(GIVEN RECORDS)

PR #5054, opened 2025-01-20
KEP-5053: Fallback for HPA on failure to retrieve metrics

be0x74a:
Add KEP-5053: Fallback for HPA on failure to retrieve metrics

Issue link: https://github.com/kubernetes/enhancements/issues/5053

### DIFF
--- a/keps/sig-autoscaling/5053-hpa-fallback/README.md
+++ b/keps/sig-autoscaling/5053-hpa-fallback/README.md
@@ -1,0 +1,849 @@
+<!--
+**Note:** When your KEP is complete, all of these comment blocks should be removed.
+
+To get started with this template:
+
+- [ ] **Merge early and iterate.**
+  Avoid getting hung up on specific details and instead aim to get the goals of
+  the KEP clarified and merged quickly. The best way to do this is to just
+  start with the high-level sections and fill out details incrementally in
+  subsequent PRs.
+
+Just because a KEP is merged does not mean it is complete or approved. Any KEP
+marked as `provisional` is a working document and subject to change. You can
+denote sections that are under active debate as follows:
+
+```
+<<[UNRESOLVED optional short context or usernames ]>>
+Stuff that is being argued.
+<<[/UNRESOLVED]>>
+```
+
+When editing KEPS, aim for tightly-scoped, single-topic PRs to keep discussions
+focused. If you disagree with what is already in a document, open a new PR
+with suggested changes.
+
+One KEP corresponds to one "feature" or "enhancement" for its whole lifecycle.
+You do not need a new KEP to move from beta to GA, for example. If
+new details emerge that belong in the KEP, edit the KEP. Once a feature has become
+"implemented", major changes should get new KEPs.
+
+The canonical place for the latest set of instructions (and the likely source
+of this file) is [here](/keps/NNNN-kep-template/README.md).
+
+**Note:** Any PRs to move a KEP to `implementable`, or significant changes once
+it is marked `implementable`, must be approved by each of the KEP approvers.
+If none of those approvers are still appropriate, then changes to that list
+should be approved by the remaining approvers and/or the owning SIG (or
+SIG Architecture for cross-cutting KEPs).
+-->
+# KEP-5053: Fallback for HPA on failure to retrieve metrics
+
+<!--
+This is the title of your KEP. Keep it short, simple, and descriptive. A good
+title can help communicate what the KEP is and should be considered as part of
+any review.
+-->
+
+<!--
+A table of contents is helpful for quickly jumping to sections of a KEP and for
+highlighting any additional information provided beyond the standard KEP
+template.
+
+Ensure the TOC is wrapped with
+  <code>&lt;!-- toc --&rt;&lt;!-- /toc --&rt;</code>
+tags, and then generate with `hack/update-toc.sh`.
+-->
+
+<!-- toc -->
+- [Release Signoff Checklist](#release-signoff-checklist)
+- [Summary](#summary)
+- [Motivation](#motivation)
+  - [Goals](#goals)
+  - [Non-Goals](#non-goals)
+- [Proposal](#proposal)
+  - [User Stories (Optional)](#user-stories-optional)
+    - [Story 1](#story-1)
+    - [Story 2](#story-2)
+  - [Notes/Constraints/Caveats (Optional)](#notesconstraintscaveats-optional)
+  - [Risks and Mitigations](#risks-and-mitigations)
+- [Design Details](#design-details)
+  - [Test Plan](#test-plan)
+      - [Prerequisite testing updates](#prerequisite-testing-updates)
+      - [Unit tests](#unit-tests)
+      - [Integration tests](#integration-tests)
+      - [e2e tests](#e2e-tests)
+  - [Graduation Criteria](#graduation-criteria)
+  - [Upgrade / Downgrade Strategy](#upgrade--downgrade-strategy)
+  - [Version Skew Strategy](#version-skew-strategy)
+- [Production Readiness Review Questionnaire](#production-readiness-review-questionnaire)
+  - [Feature Enablement and Rollback](#feature-enablement-and-rollback)
+  - [Rollout, Upgrade and Rollback Planning](#rollout-upgrade-and-rollback-planning)
+  - [Monitoring Requirements](#monitoring-requirements)
+  - [Dependencies](#dependencies)
+  - [Scalability](#scalability)
+  - [Troubleshooting](#troubleshooting)
+- [Implementation History](#implementation-history)
+- [Drawbacks](#drawbacks)
+- [Alternatives](#alternatives)
+- [Infrastructure Needed (Optional)](#infrastructure-needed-optional)
+<!-- /toc -->
+
+## Release Signoff Checklist
+
+<!--
+**ACTION REQUIRED:** In order to merge code into a release, there must be an
+issue in [kubernetes/enhancements] referencing this KEP and targeting a release
+milestone **before the [Enhancement Freeze](https://git.k8s.io/sig-release/releases)
+of the targeted release**.
+
+For enhancements that make changes to code or processes/procedures in core
+Kubernetes—i.e., [kubernetes/kubernetes], we require the following Release
+Signoff checklist to be completed.
+
+Check these off as they are completed for the Release Team to track. These
+checklist items _must_ be updated for the enhancement to be released.
+-->
+
+Items marked with (R) are required *prior to targeting to a milestone / release*.
+
+- [ ] (R) Enhancement issue in release milestone, which links to KEP dir in [kubernetes/enhancements] (not the initial KEP PR)
+- [ ] (R) KEP approvers have approved the KEP status as `implementable`
+- [ ] (R) Design details are appropriately documented
+- [ ] (R) Test plan is in place, giving consideration to SIG Architecture and SIG Testing input (including test refactors)
+  - [ ] e2e Tests for all Beta API Operations (endpoints)
+  - [ ] (R) Ensure GA e2e tests meet requirements for [Conformance Tests](https://github.com/kubernetes/community/blob/master/contributors/devel/sig-architecture/conformance-tests.md) 
+  - [ ] (R) Minimum Two Week Window for GA e2e tests to prove flake free
+- [ ] (R) Graduation criteria is in place
+  - [ ] (R) [all GA Endpoints](https://github.com/kubernetes/community/pull/1806) must be hit by [Conformance Tests](https://github.com/kubernetes/community/blob/master/contributors/devel/sig-architecture/conformance-tests.md) 
+- [ ] (R) Production readiness review completed
+- [ ] (R) Production readiness review approved
+- [ ] "Implementation History" section is up-to-date for milestone
+- [ ] User-facing documentation has been created in [kubernetes/website], for publication to [kubernetes.io]
+- [ ] Supporting documentation—e.g., additional design documents, links to mailing list discussions/SIG meetings, relevant PRs/issues, release notes
+
+<!--
+**Note:** This checklist is iterative and should be reviewed and updated every time this enhancement is being considered for a milestone.
+-->
+
+[kubernetes.io]: https://kubernetes.io/
+[kubernetes/enhancements]: https://git.k8s.io/enhancements
+[kubernetes/kubernetes]: https://git.k8s.io/kubernetes
+[kubernetes/website]: https://git.k8s.io/website
+
+## Summary
+
+The [Horizontal Pod Autoscaler (HPA)][] relies on the controller manager to 
+fetch metrics from either the resource metrics API (for per-pod resource metrics) 
+or the custom metrics API (for other types of metrics). When these APIs experience 
+downtime, the HPA becomes unable to make scaling decisions, potentially leaving 
+workloads unmanaged.
+
+This proposal introduces a new configuration parameter for the HPA, enabling 
+users to define behavior in the event of metric retrieval failures. For example, 
+users can opt to scale the target resource to the maximum number of replicas 
+specified in the HPA, ensuring safer operation during metrics unavailability.
+
+[Horizontal Pod Autoscaler (HPA)]: https://kubernetes.io/docs/tasks/run-application/horizontal-pod-autoscale/
+
+## Motivation
+
+The Horizontal Pod Autoscaler (HPA) is a critical component for scaling Kubernetes 
+workloads based on resource utilization or custom metrics. However, the current 
+implementation depends entirely on the availability of the resource metrics API 
+or custom metrics API to make scaling decisions. If these APIs experience 
+downtime or degradation, the HPA cannot take any scaling actions, leaving 
+workloads potentially overprovisioned, underprovisioned, or entirely unmanaged.
+
+In contrast, other autoscalers like [KEDA][] already provide mechanisms to define 
+fallback strategies in the event of metric retrieval failures. These strategies 
+mitigate the impact of API unavailability, enabling the autoscaler to maintain 
+a functional scaling strategy even when metrics are temporarily inaccessible.
+
+By allowing users to configure fallback behavior in HPA, this proposal aims to 
+reduce the criticality of the metrics APIs and improve the overall robustness 
+of the autoscaling system. This change allows users to define safe scaling 
+actions, both as scaling to a predefined maximum or holding the current scale 
+(current behaviour), ensuring workloads remain operational and better aligned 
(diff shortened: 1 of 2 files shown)


keps/sig-autoscaling/5053-hpa-fallback/README.md
```diff
@@ -0,0 +1,849 @@
...
+### Non-Goals
+
+- N/A
+
+## Proposal
+
+Heavily inspired by [KEDA][] propose to add a new field to the existing [`HorizontalPodAutoscalerSpec`][] object:
+
+- `fallback`: an optional new object containing the following fields:
+  - `failureThreshold`: (integer) the number of failures fetching metrics to trigger the fallback behaviour. Must be greater than 0 and is option with a default of 3.
```
adrianmoisey, line 189: What does this mean:

> Must be greater than 0 and is option with a default of 3.

Is that saying that it's an optional field and that it defaults to "3" ?

keps/sig-autoscaling/5053-hpa-fallback/README.md
```diff
@@ -0,0 +1,849 @@
...
+- Address feedback on usage/changed behavior, provided on GitHub issues
+- Deprecate the flag
+-->
+
+#### Alpha
+
+- Feature implemented behind a `HPAFallback` feature flag
+- Initial e2e tests completed and enabled
+
+### Upgrade / Downgrade Strategy
```
adrianmoisey, line 471: This is possibly worth filling in.
ie: If someone enables the alpha feature, and does a rollback, what happens?

keps/sig-autoscaling/5053-hpa-fallback/README.md
be0x74a: Yes exactly, clarified the explanation. Thanks

keps/sig-autoscaling/5053-hpa-fallback/README.md
be0x74a: Filled it with a brief overview of what would happen on feature flag enable and disable

keps/sig-autoscaling/5053-hpa-fallback/README.md
```diff
@@ -0,0 +1,856 @@
...
+}
+```
+
+The `HorizontalPodAutoscaler` API is updated to add a new `fallback` field to the `HorizontalPodAutoscalerStatus` object:
+
+```golang
+type HorizontalPodAutoscalerStatus struct {
+    // metricRetrievalFailureCount tracks the number of consecutive failures in retrieving metrics. 
+    //+optional
+    MetricRetrievalFailureCount int32
```
raywainman, line 245: Should we maybe be explicit in the name that this is consecutive failures?

`ConsecutiveMetricRetrievalFailureCount`?

keps/sig-autoscaling/5053-hpa-fallback/README.md
```diff
@@ -0,0 +1,856 @@
...
+
+The `HorizontalPodAutoscaler` API is updated to add a new `fallback` field to the `HorizontalPodAutoscalerSpec` object:
+
+```golang
+type HorizontalPodAutoscalerSpec struct {
+    // fallback specifies the number of replicas to scale the object to during a 
+    // fallback state and defines the threshold for errors required to enter the 
+    // fallback state.
+    //+optional
+    Fallback *HPAFallback
```
raywainman, line 228: Any thoughts on adding this to the Behavior field?

(I don't feel strongly, just curious what you think)

keps/sig-autoscaling/5053-hpa-fallback/README.md
```diff
@@ -0,0 +1,856 @@
...
+            metricDesiredReplicas = hpa.Spec.Fallback.Replicas
+            a.eventRecorder.Event(hpa, v1.EventTypeWarning, "FallbackThresholdReached", err.Error())
+        } else {
+            inFallback = false
+        }
+    } else {
+        inFallback = false
+    }
+    
+    if !inFallback {
```
raywainman, line 301: I think we'll probably want to set a status when the HPA is in fallback mode?

raywainman (commented):
Thanks a lot for putting this together :) I think this will be tremendously useful for users.

Would love for the community to provide more feedback on the API, I think we are definitely on the right track here!

keps/sig-autoscaling/5053-hpa-fallback/README.md
adrianmoisey: May be an event too?
```
Events:
  Type     Reason                        Age                From                       Message
  ----     ------                        ----               ----                       -------
  Normal   SuccessfulRescale             2m19s              horizontal-pod-autoscaler  New size: 1; reason: All metrics below target
```

That's an event for a regular scale, so I think a similar message but with a different reason would be useful

keps/sig-autoscaling/5053-hpa-fallback/README.md
```diff
@@ -0,0 +1,856 @@
...
+    //+optional
+    MetricRetrievalFailureCount int32
+    
+    // Existing fields.
+    ObservedGeneration *int64
+    LastScaleTime *metav1.Time
+    CurrentReplicas int32
+    DesiredReplicas int32
+    CurrentMetrics []MetricStatus
+    Conditions []HorizontalPodAutoscalerCondition
```
adrianmoisey, line 253: I think a new condition may be needed too?
This is what we currently have:
```
Conditions:
  Type            Status  Reason            Message
  ----            ------  ------            -------
  AbleToScale     True    ReadyForNewScale  recommended size matches current size
  ScalingActive   True    ValidMetricFound  the HPA was able to successfully calculate a replica count from cpu resource utilization (percentage of request)
  ScalingLimited  True    TooFewReplicas    the desired replica count is less than the minimum replica count
```

I imagine a "Fallback" Type may be useful

keps/sig-autoscaling/5053-hpa-fallback/README.md
adrianmoisey: > I think we'll probably want to set a status when the HPA is in fallback mode?

I commented higher up about a condition (see https://github.com/kubernetes/enhancements/pull/5054/files#r1924247581).

I imagine that covers the status update you're talking about?

raywainman: Right - yes a condition flagging that the HPA is in this fallback state. Good callout.

keps/sig-autoscaling/5053-hpa-fallback/README.md
```diff
@@ -0,0 +1,856 @@
...
+### Non-Goals
+
+- N/A
+
+## Proposal
+
+Heavily inspired by [KEDA][] propose to add a new field to the existing [`HorizontalPodAutoscalerSpec`][] object:
+
+- `fallback`: an optional new object containing the following fields:
+  - `failureThreshold`: (integer) the number of failures fetching metrics to trigger the fallback behaviour. Must be a value greater than 0. This field is optional and defaults to 3 if not specified.
```
jm-franc, line 186: `failureThreshold` specifies a maximum number of retries. Isn't a duration what users are looking for (i.e. trigger fallback if scraping metrics fails for x seconds)?

(Note that for KEDA it's equivalent, as KEDA specifies the scraping frequency.)

keps/sig-autoscaling/5053-hpa-fallback/README.md
```diff
@@ -0,0 +1,856 @@
...
+  - `replicas`: (integer) the number of replicas to scale to in case of fallback. Must be greater than 0 and it's mandatory.
+
+To allow for tracking of failures to fetch metrics a new field should be added to the existing [`HorizontalPodAutoscalerStatus`][] object:
+- `metricRetrievalFailureCount`: (integer) tracks the number of consecutive failures in retrieving metrics.
```
jm-franc, line 190: It's a single integer, not an integer per metric? If two metrics start failing, don't we want to keep a separate counter for each?

keps/sig-autoscaling/5053-hpa-fallback/README.md
be0x74a: Haven't though of it but I can see how it would make sense to define the fallback **behavior** on the Behavior filed

keps/sig-autoscaling/5053-hpa-fallback/README.md
be0x74a: Altough maybe a big name, I agree it's better to be explicit they're consecutive failures

keps/sig-autoscaling/5053-hpa-fallback/README.md
be0x74a: > That's an event for a regular scale, so I think a similar message but with a different reason would be useful

I added an event [here](https://github.com/kubernetes/enhancements/pull/5054/files#diff-b1b3ee22fed3ff485c89cf69181e8800d3694a97a4defd57cb7df44a94d7e2ebR293) but I guess it's better to have a specific message for fallback and not the error responsible for it.

keps/sig-autoscaling/5053-hpa-fallback/README.md
be0x74a: Hmmm, that's a good question. As a user, I would naturally go for the retry count but as I don't control scrape interval, that doesn't translate into much.

keps/sig-autoscaling/5053-hpa-fallback/README.md
be0x74a: The way I was thinking was to integrate on the exit code of `computeReplicasForMetrics` which handles partial metric failure. That way we could track a single integer

adrianmoisey: I wonder if it's worth writing that down in the KEP? Specifically what happens when:
1. There is 1 metric configured, and it fails
2. There are multiple metrics configured, and a single metric fails
3. There are multiple metrics configured, and they take turns to fail (unlikely, but possible?)

keps/sig-autoscaling/5053-hpa-fallback/README.md
adrianmoisey: I semi-agree with this.
Behaviour feels right, but the description of Behaviour feels wrong: https://github.com/kubernetes/kubernetes/blob/0798325ba13643358aa3ebb7c6ddc3006ac26a7c/pkg/apis/autoscaling/types.go#L111-L113
> // HorizontalPodAutoscalerBehavior configures a scaling behavior for Up and Down direction
// (scaleUp and scaleDown fields respectively).


It feels to me like "Scaling behaviour" and "Fallback behaviour" are two different things. 
May be if the comment I linked to was reworded, then "Behaviour" is the right place?

keps/sig-autoscaling/5053-hpa-fallback/README.md
jm-franc: If `failureThreshold` is set to 10, and at a given moment metric `foo` failed 9 times while metric `bar` failed only once, I can't see how we could summarize the current state with one integer.

Do you mind elaborating on how you think this could be handled? I guess you'd take the max (9 in my example)? Is this desirable?

adrianmoisey: Taking a look at `computeReplicasForMetrics`, I assume the counter can only be incremented once per cycle, and only if at least 1 metric has failed. 

In the case you describe, if the first 9 cycles had a failure on metric `foo` and the 10th cycle had a failure on metric `bar`, then there would be 10 consecutive failures. 

But if the first cycle had both metrics fail, then the next 8 cycles had metric `foo` and the final 10th cycle had no metrics fail, then the count would max at 9 consecutive failures. 

This is just my understanding of what @be0x74a is saying though.
It's worth clarifying in the KEP though.

keps/sig-autoscaling/5053-hpa-fallback/README.md
be0x74a: Updated

keps/sig-autoscaling/5053-hpa-fallback/README.md
be0x74a: Added a section for the comment update for the behavior field and moved the fallback into it

keps/sig-autoscaling/5053-hpa-fallback/README.md
be0x74a: Added the `FallbackActive` condition

keps/sig-autoscaling/5053-hpa-fallback/README.md
be0x74a: Done

keps/sig-autoscaling/5053-hpa-fallback/README.md
be0x74a: > Taking a look at computeReplicasForMetrics, I assume the counter can only be incremented once per cycle, and only if at least 1 metric has failed.
Yeah, that's exactly what I was thinking. I can add it to the KEP as the current state, but I don't mind discussing whether this is the correct approach. 
Btw @adrianmoisey do you have a section in mind where I can put this? Maybe in the Design Details section?

keps/sig-autoscaling/5053-hpa-fallback/README.md
```diff
@@ -0,0 +1,893 @@
...
+The `HorizontalPodAutoscaler` API is updated to introduce a new FallbackActive condition to the `HorizontalPodAutoscalerConditionType`:
+
+```golang
+const (
+    // FallbackActive indicates that the HPA has entered the fallback state due to repeated
+    // metric retrieval failures and is applying the configured fallback behavior.
+    FallbackActive HorizontalPodAutoscalerConditionType = "FallbackActive"
+
+	// Existing conditions
+	ScalingActive HorizontalPodAutoscalerConditionType = "ScalingActive"
```
adrianmoisey, line 284: Spacing issue: 

```suggestion
    // Existing conditions
    ScalingActive HorizontalPodAutoscalerConditionType = "ScalingActive"
```

keps/sig-autoscaling/5053-hpa-fallback/README.md
adrianmoisey: The Design Details section sounds good. I think a section describing what a failure is should suffice?

jm-franc: My advise may be idiosyncratic, but I'd like to know what others think:

1. KEDA implements the external metric API only, which I think is where a fallback makes  sense, as APIs running out of cluster are not under its control. How do we justify a special mechanism for (resource) metrics API failures, but we don't do the same for other server API failures?
2. KEDA fallback is per-metric, and allows to set a default value for this metric (e.g. 0 to "ignore"). This is less risky than the proposal here, as I can't really see what users could set `HPAFallback.replicas` to other than `maxReplicas`.
3. Because the fallback is not per-metric, users can't see what metric failed (iiuc). Is this acceptable?

omerap12: My two cents on this: I think we should use a per-metric approach. It's much safer and gives more control to the users so this is definitely something we should reconsider in the design. It can also help with visibility - when we fallback, users will be able to see why we fallback (e.g. event/status on the HPA etc).
So agree with @jm-franc

be0x74a: Hey @jm-franc & @omerap12, in response to your comments:
1. I get the point for consistency, and the only justification I can manage for this special mechanism is the higher fragility of metric sources + its potential impact when failing
2 & 3. Time granted me a new perspective on this discussion. Although I still appreciate the simplicity of the initial design, I now believe that allowing for better configurability of the fallbacks is preferable.

I'll try to get a bit of time this week to work on adding this to the proposal

be0x74a:
> Since KEDA provides a variety of fallback behavior options (https://keda.sh/docs/2.17/reference/scaledobject-spec/#fallbackbehavior), is there any reason not to support all of them?

Honestly, I missed these options altogether. But looking at them now, they look like a great addition

omerap12:
> > Since KEDA provides a variety of fallback behavior options (https://keda.sh/docs/2.17/reference/scaledobject-spec/#fallbackbehavior), is there any reason not to support all of them?
> 
> Honestly, I missed these options altogether. But looking at them now, they look like a great addition

I guess we can start with a basic fallback and add all other functionalities later

keps/sig-autoscaling/5053-hpa-fallback/README.md
```diff
@@ -0,0 +1,893 @@
...
+    var inFallback bool
+    
+    if hpa.Spec.Fallback != nil {
+        var failureThreshold int32
+        
+        if hpa.Spec.Fallback.FailureThreshold != nil {
+            failureThreshold = *hpa.Spec.Fallback.FailureThreshold
+        } else {
+            // Default value
+            failureThreshold = 3
```
omerap12, line 320: IMHO, we should align with KEDA on this, since the feature was originally designed by them and we want to avoid confusing users with differing behavior. So, this field should be mandatory if the fallback section is included.
Ref: https://keda.sh/docs/2.17/reference/scaledobject-spec/#fallback

keps/sig-autoscaling/5053-hpa-fallback/kep.yaml
```diff
@@ -0,0 +1,38 @@
...
+kep-number: 5053
+authors:
+  - "@be0x74a"
+owning-sig: sig-autoscaling
+status: provisional
+creation-date: 2025-01-20
+reviewers:
+  - TBD
+approvers:
+  - TBD
```
omerap12, line 11: You can add @adrianmoisey and me as reviewers (we're the current HPA reviewers), and add one of the SIG leads as an approver - @gjtempleton, if he’s okay with that.

omerap12 (commented):
I added some comments, and you forgot the production-ready review :)

omerap12:
Hey @be0x74a,
Are you still planning to work on this? We’re hoping to push it forward, but if you’re not available, @adrianmoisey and I can take over.

be0x74a:
> Hey @be0x74a, Are you still planning to work on this? We’re hoping to push it forward, but if you’re not available, @adrianmoisey and I can take over.

Hey @omerap12, unfortunately, I don't think I'll be able to put a lot of work into it in the next few weeks. I may be able to return to it at a later date, but it wouldn't be fair to hold the project in the meantime.

adrianmoisey:
I don't believe there is time to get it in for Kubernetes 1.35, so you do have some time if you want to aim for 1.36

omerap12:
Since we’ve got some users who need this, @adrianmoisey and I will take it from here :)

omerap12:
Opened: https://github.com/kubernetes/enhancements/issues/5679
So we can close this, thanks for pushing it forward @be0x74a!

(End GIVEN RECORDS)

▶ WHAT YOU ARE ASKED TO DO
Go through the data, and copy each line in which the word "reference" appears.

▶ SOLUTION TO THIS PROBLEM
> Since KEDA provides a variety of fallback behavior options (https://keda.sh/docs/2.17/reference/scaledobject-spec/#fallbackbehavior), is there any reason not to support all of them?
> > Since KEDA provides a variety of fallback behavior options (https://keda.sh/docs/2.17/reference/scaledobject-spec/#fallbackbehavior), is there any reason not to support all of them?
Ref: https://keda.sh/docs/2.17/reference/scaledobject-spec/#fallback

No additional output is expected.